PR #1644, opened 2026-04-26
fix: update lib/pq to v1.11.2 to fix Supabase PostgreSQL connection regression

### LINKED ISSUE #1633: PostgreSQL connection panic: EOF with Supabase (regression in v5.35.0)
### Describe the bug

Gatus v5.35.0 fails to connect to Supabase PostgreSQL databases with `panic: EOF` during initialization. This is a regression from v5.34.0 which works correctly with the same configuration. The issue prevents Gatus from starting when configured to use Supabase as the PostgreSQL storage backend.

### What do you see?

Gatus crashes immediately during startup with the following error:

```
panic: EOF
goroutine 1 [running]:
main.initializeStorage(0x...)
        /app/main.go:105 +0x10f0
main.main()
        /app/main.go:34 +0xb0
```

The container exits and Gatus never starts monitoring endpoints.

Gatus should successfully connect to Supabase PostgreSQL, initialize the storage, and start monitoring the configured endpoints. The application should remain running and display "✓ Gatus is ready!" message.

1. Configure Gatus storage with Supabase PostgreSQL:
   ```yaml
   storage:
     type: postgres
     path: ${DATABASE_URL}
   ```
2. Set environment variable with Supabase connection string:
   ```
   DATABASE_URL=postgres://postgres.[project-ref]:[password]@aws-[region].pooler.supabase.com:5432/postgres?sslmode=require
   ```
3. Run Gatus v5.35.0 (e.g., via Docker)
4. Observe the panic error during startup

### Version

- Gatus v5.35.0 (broken)
- Gatus v5.34.0 (working - last known good version)
- PostgreSQL: Supabase (PostgreSQL 17.6)

### Additional information

- Direct `psql` connection to the same Supabase database works fine
- The `lib/pq` driver works independently when tested with a simple Go program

- **What to produce**
What lines above contain "endpoints"? Copy them out.

- **Output of the exercise**
The container exits and Gatus never starts monitoring endpoints.
Gatus should successfully connect to Supabase PostgreSQL, initialize the storage, and start monitoring the configured endpoints. The application should remain running and display "✓ Gatus is ready!" message.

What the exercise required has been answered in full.